Il tenore dei messaggi che ci arrivano in redazione è ampiamente in linea con quel che si legge su forum, blog e facebook da parte della maggioranza dei tifosi del Padova. Arrabbiati, delusi e frustrati per la piega che ha preso la settimana antecedente alla partitissima con il Torino. I biglietti innanzitutto, poi il caso El Shaarawy. Ne riportiamo alcuni:
- Povero cestaro circondato da una manica di incapaci! S.L.
- Potti e Sottovia date le dimissioni, dovevate fare i modo di agevolare i tifosi non abbandonarli così.

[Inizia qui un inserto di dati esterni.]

PR #15838, opened 2026-05-13
fix(comix): Suwayomi looper deadlock

D-Brox:
For some reason, on Suwayomi's LooperThread, `handler.post { ... }` + `latch.await()` deadlocks.

The LooperThread posts work to itself then blocks, so the work never runs. The guard runs the WebView creation inline when already on the LooperThread, avoiding the deadlock. On Android this branch is never taken (background thread calls `captureToken` instead), so it's harmless.

Checklist:

### DIFF
--- a/src/en/comix/build.gradle
+++ b/src/en/comix/build.gradle
@@ -1,7 +1,7 @@
 ext {
     extName = 'Comix'
     extClass = '.Comix'
-    extVersionCode = 18
+    extVersionCode = 19
     isNsfw = true
 }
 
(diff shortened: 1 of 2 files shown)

Sono deluso, in questi momenti mi viene voglia di non seguire più la mia squadra... M.C.
- Sottovia aveva detto che non si aspettava 1500 tifosi, pensava e si augurava fossero meno. Ma come poteva pensare una cosa del genere??? L.B.
- Albertini non farti più vedere a Padova, da beniamino sei diventato un uomo di m.... E' così che ci aiuti, razza di ......? B.M.
- L'ennesima dimostrazione che non contiamo nulla nelle alte sfere del palazzo. Voglio proprio vedere se El Shaarawy a squadre invertite lo bloccavano in Polonia... C.C.
Sui relativamente pochi biglietti concessi ai padovani la situazione è piuttosto ambigua: il CASMS non ha ritenuto la trasferta dei padovani a Torino a rischio, però le autorità (nella persona del Prefetto di Torino) hanno imposto che non si superasse il limite dei 1490, vietando (almeno a parole) la vendita ai residenti in Veneto negli altri settori, per motivi di sicurezza. Allora, Torino-Padova è a rischio o no? Mistero. Ad essere penalizzati ovviamente sono i tifosi biancoscudati, soprattutto i tanti rimasti senza biglietto che saranno costretti a vedere la partita da casa. Oltretutto andrebbe rivisto tutto il sistema di distribuzione dei biglietti, possibile che nel 2011 non si possa fare il biglietto dal proprio computer evitando file inumane come quelle a cui abbiamo assistito? Su El Shaarawy: dopo Padova-Livorno sembrava quasi scontato il ritorno di El Shaarawy per Torino (basta leggere le dichiarazioni piene di ottimismo da parte del Padova), con il passare dei giorni il Piccolo Faraone è diventato un affare di Stato. La FIGC ha preferito non disturbare nessuno (leggi Torino) e, magicamente, la partita tra Italia e Irlanda under 19 è diventata una finale dei mondiali, motivo per cui El Shaarawy dovrà rimanere in nazionale. Più che il poco peso del Padova io sottolineerei la forte influenza del Torino Calcio. (Ste.Via.)